I have updated the initial post with another caveat - that your output display resolution may have been changed to 480p from whatever it was set to before by the installation of the new software.


----------



## lenny

lenny said:


> I know this doesn't help you right now, but they may be getting closer to fixing everyone. My caller ID never worked but now started working after L211.
> 
> Lenny - Buffalo, NY Verizon


Now after a couple days I see that caller id works for awhile then stops working. I then reboot the 921 using the front panel power button and then it starts working. I called tech support and they're having engineering contact me to resolve this issue.

Just letting everyone know. I'll post here after I work with engineering,
Lenny


----------



## fjerina

I am a little confused. The meter on the screen (also showing the station info) when you switch channel is for what? Is it a signal strength meter or the degree of quality (transmission without error rate) or something else? Thanks.


----------



## SimpleSimon

sgt940 said:


> Dish has been quilty of a lot with this box but I seem to remember from the begining that they published you had to subscribe to locals to even access the OTA tunner.

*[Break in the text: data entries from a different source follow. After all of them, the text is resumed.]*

Issue #32485, opened 2026-06-15
[FEATURE]: Configure usage cost display currency


dingskyhi:
### Feature hasn't been suggested before.

- [x] I have verified this feature I'm about to request hasn't been suggested before.

### Describe the enhancement you want to request

Usage costs are currently formatted as USD in the app and TUI. Users with custom model pricing may want to display costs in another currency, or may already configure model prices in a local currency.

Please add config for the displayed cost currency and the source currency used by configured prices, so examples like CNY display and RMB-denominated custom prices can be represented without double conversion.

hugozhu:
support!

tianshan233:
+1 from a Chinese user! Would love to see costs in CNY/RMB. Excited to see this feature being tracked!

tianshan233:
By the way, I built a small tool for automating proxy setup via Mihomo/Clash during development. Might be useful for other Chinese devs: https://github.com/tianshan233/auto-proxy

Meinianda-L:
Opened a PR for this: #41208. It adds a `display.currency` config (with optional `display.rates` overrides) that converts displayed usage costs in the TUI, app, and ACP usage updates, while keeping the provider currency as the source value. The source-currency half of this issue (custom prices configured in RMB) is covered by the provider-level `currency` field from #39425, which this PR builds on. Happy to adjust if @StarpTech is still actively working on this.

PR #39425, opened 2026-07-29
fix(acp): respect provider currency in usage_update instead of hardcoding USD

### LINKED ISSUE #38667: ACP `usage_update` mislabels non-USD costs as USD
### Description

OpenCode's custom provider model configuration accepts numeric token cost rates but does not accept
their currency. The internal assistant-message cost is also stored as a bare number. When OpenCode
projects that number into ACP, it unconditionally emits `currency: "USD"`.

As a result, a custom provider priced in EUR can have the correct numeric amount reported with the
wrong currency. In the deterministic reproduction below, a provider cost of **30 EUR** is emitted
as **30 USD**.

https://github.com/anomalyco/opencode/blob/aaa42fe3bfa89a282c42a8eb3fb4a3665371d0a8/packages/opencode/src/acp/usage.ts#L212

### Plugins

_No response_

### OpenCode version

OpenCode 1.18.3

### Steps to reproduce

_No response_

_No response_

### Operating System

_No response_

### Terminal

_No response_

kagura-agent:
### Issue for this PR

Closes #38667

### Type of change

- [x] Bug fix
- [ ] New feature
- [ ] Documentation

### What does this PR do?

The ACP `usage_update` event hardcodes `currency: "USD"` regardless of the provider's actual currency configuration. When a custom provider is priced in EUR (or any non-USD currency), the usage update incorrectly reports the cost as USD.

**Fix:**

1. Add optional `currency` field to `ProviderCost` schema — defaults to `"USD"` when omitted (backward compatible)
2. Add `findCurrency()` utility — mirrors `findContextLimit()`, looks up the model's configured currency from the providers record
3. Thread currency through both `sendUpdate` call sites:
   - `usage.ts` (Effect layer path) — uses a `SynchronizedRef`-cached lookup matching the existing `cachedLimit` pattern
   - `service.ts` (ACP client path) — uses a `Map<string, Promise<string>>` cache matching the existing `limits` pattern

**Files changed:**
- `packages/opencode/src/provider/provider.ts` — add `currency: optional(Schema.String)` to `ProviderCost`
- `packages/opencode/src/acp/usage.ts` — add `findCurrency()`, `cachedCurrency`, `modelCurrency()`; update `sendUpdate`
- `packages/opencode/src/acp/service.ts` — add `modelCurrency()`; update `sendUpdate`

Providers without a `currency` field continue to emit `"USD"` (existing behavior). Only providers that explicitly set `currency` in their cost config see a different value.

- Verified `findCurrency()` correctly resolves currency from provider config by tracing the lookup path through `Provider.find()` → model match → cost entry
- Confirmed backward compatibility: providers without `currency` field default to `"USD"` via schema default
- Checked both `sendUpdate` call sites thread the resolved currency correctly
- `tsc --noEmit` passes with no type errors

### Screenshots / recordings

_N/A — backend logic change, no UI impact._

### Checklist

### DIFF
--- a/packages/opencode/src/acp/service.ts
+++ b/packages/opencode/src/acp/service.ts
@@ -593,6 +593,7 @@ function makeDirectoryService(sdk: OpencodeClient) {
 
 function makeUsageService(sdk: OpencodeClient) {
   const limits = new Map<string, Promise<number | undefined>>()
+  const currencies = new Map<string, Promise<string>>()
   const contextLimit: UsageService.Interface["contextLimit"] = Effect.fn("ACP.promptUsage.contextLimit")(
     function* (params) {
       const key = `${params.directory}\u0000${params.providerID}\u0000${params.modelID}`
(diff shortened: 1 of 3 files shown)


kagura-agent:
Hi 👋 Friendly follow-up: this PR remains mergeable and the compliance checks are passing. Happy to adjust the optional provider-currency wiring or test coverage if you’d like any changes. Thanks!

Meinianda-L:
Hi @kagura-agent — heads up: #41208 (for issue #32485) now includes this PR's commit as-is on top of latest dev, with your authorship preserved, plus a display-currency feature built on top of it. To avoid duplicate diffs, this PR could be closed as superseded by #41208 — or if a maintainer prefers to merge this one first, #41208 can drop the shared commit on rebase. Either way works; flagging so the two PRs don't collide.

kagura-agent:
Closing in favor of #41208, which includes this PR's commit unchanged with my authorship preserved and extends it with the related display-currency work. Thanks for flagging the collision.

PR #14, opened 2016-11-24
Meeting minutes on 2016-11-24

unakatsuo:


Metallion:
I think it'd be a good idea to add a line on top that clearly says this is not current functionality but rather an idea of how it's expected to work in the future.

Metallion:
Well, that not current functionality line never came but the functionality came. :p Guess we can merge.

PR #16, opened 2016-11-24
Add RPMSpec VSCode extension.

unakatsuo:


Metallion:
Since you're the only VS user, I'll trust that this is how it should be. :) :+1:

PR #17, opened 2016-11-27
Fix unit test.

unakatsuo:
```
cd hypervisor
go test -v
```

got

```
# github.com/axsh/openvdc/hypervisor
./types_test.go:12: cannot use testDriver literal (type *testDriver) as type HypervisorDriver in return argument:
	*testDriver does not implement HypervisorDriver (missing CreateInstance method)
./types_test.go:27: cannot use testProvider literal (type *testProvider) as type HypervisorProvider in argument to RegisterProvider:
	*testProvider does not implement HypervisorProvider (missing SetName method)
FAIL	github.com/axsh/openvdc/hypervisor [build failed]
```

### DIFF
--- a/hypervisor/types.go
+++ b/hypervisor/types.go
@@ -9,7 +9,6 @@ import (
 type HypervisorProvider interface {
 	Name() string
 	CreateDriver() (HypervisorDriver, error)
-	SetName(string)
 }
 
 type HypervisorDriver interface {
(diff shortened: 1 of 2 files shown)


Metallion:
I haven't been able to test the LXC driver yet since it complains about an `lxc.pc` file not being found but that's probably a problem in my environment that I can fix later. :+1:

PR #21, opened 2016-11-28
Fix lxc test

b0r6:
Fixed the test.

### DIFF
--- a/hypervisor/lxc/lxc.go
+++ b/hypervisor/lxc/lxc.go
@@ -29,7 +29,7 @@ func (p *LXCHypervisorProvider) CreateDriver() (hypervisor.HypervisorDriver, err
 	return &LXCHypervisorDriver{
 		log:     log.WithField("hypervisor", "lxc"),
 		lxcpath: lxc.DefaultConfigPath(),
-		name:    currentLxcName,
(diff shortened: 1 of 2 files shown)


Metallion:
Getting this error:

```
[vagrant@openvdc-1box lxc]$ go test
INFO[0000] Registered hypervisor provider: lxc

INFO[0000] Creating lxc-container...                     hypervisor=lxc
lxc_container: utils.c: get_template_path: 1128 No such file or directory - bad template: download
lxc_container: lxccontainer.c: lxcapi_create: 1223 bad template: download
```

It seems to be looking for a nonexistant template called `download`.

b0r6:
The "bad template: download"-error seems to happen if "lxc-templates" isn't installed.

Metallion:
Note to self:

Steps required to make this test work:

```
sudo yum install lxc lxc-templates bridge-utils
sudo brctl addbr virbr0
```

Looks like the network settings are currently dependent on DHCP. Gonna fix it to use static networking instead.

Metallion:
Actually after more considering and discussion, we've decided to skip this test. A test that involves an actual container being started should be done at the integration test level and not unit test level.

PR #22, opened 2016-11-28
Generalize template

unakatsuo:
The original design of registry was to just store the set of machine image file references and VM specs. That results to simplify the command line for basic usage:

```
openvdc run centos/7/lxc
```

This PR intends to expand the idea to be able to support different type of resources not only for the VMs.

- [x] Update JSON schema
- [x] Apply new syntax to centos-7.json and move to ``templates/centos/7/lxc.json``
- [x] Add template for Null hypervisor.
- [x] ``openvdc register`` accepts the file path or remote URI to the plain .json file.
- [x] Bundle JSON schema and validation for templates.
- [x] ``openvdc template`` sub command.
- [x] registry/github.go downloads archive from master branch.


Metallion:
And since all branches are merging in the same commits, this one also needs the same merge conflict resolved.

Metallion:
:+1:

PR #24, opened 2016-11-28
Attributed offer from mesos-slave

unakatsuo:
Scheduler needs to know which hypervisor module is available on each mesos-slave node. So mesos-slave puts the supported hypervisor name to custom attribute then the scheduler reads it from offer.

To advertise that LXC is avaiable, run mesos-slave with``--attributes`` option:  

```
% mesos-slave --attributes="hypervisor:lxc"
```


Metallion:
This one needs to get its merge conflict resolved as well.

b0r6:
:+1:

PR #27, opened 2016-12-01
Place to define flags/switch variables for unit tests.

unakatsuo:
As example, defined "unittest.TestZkServer" variable to be available from *_test.go code in any namespaces.


Metallion:
Ran the unit tests manually on my environment for now and it works. :+1:

PR #28, opened 2016-12-01
Removed the echo line from the unit tests

Metallion:
This echo line at the end could ruin our day. Currently we're ok because there a `set -e` at the top of the script. That means the script exits immediately if the `go test` command exits with something other than 0.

Negatory. In fact, every report I've seen says that OTA works with NO active E* account - but it must see good satellite signal, probably for command & control. 

P.S. It appears they did exactly one thing right for me - I no longer have to 'Skip Back, Play' to get immediate audio when leaving paused state. Of course, this may be old news, and my pre-programmed fingers hadn't slipped until now so that I just noticed the fix.


----------



## Michael P

> Negatory. In fact, every report I've seen says that OTA works with NO active E* account - but it must see good satellite signal, probably for command & control.


 I can confirm this. WHen my new 921 arrived, I used it as an OTA only tuner for most of the weekend before calling up E* to activate. From hanging around here and other DBS sites, I knew about having a satellite signal present as being a requirement for OTA. If I could have lived without satellite service for a while, I could have seen if it would have taken the 2.11 upgrade without being authorized as well.


----------



## TonyB

Thats good news. I was wondering whether I could cancel E* contract and still get OTA. I get great OTA receptiion - all 3 networks in HD! Now I know I can cancel E*, disconnect the dishes so that they cannot change the s/w and yet still get HD!!!!

FANTASTIC!


----------



## jsanders

TonyB said:


> Thats good news. I was wondering whether I could cancel E* contract and still get OTA. I get great OTA receptiion - all 3 networks in HD! Now I know I can cancel E*, disconnect the dishes so that they cannot change the s/w and yet still get HD!!!!


I'm pretty sure they will still give you the software update w/o a subscription.


----------



## TonyB

jsanders said:


> I'm pretty sure they will still give you the software update w/o a subscription.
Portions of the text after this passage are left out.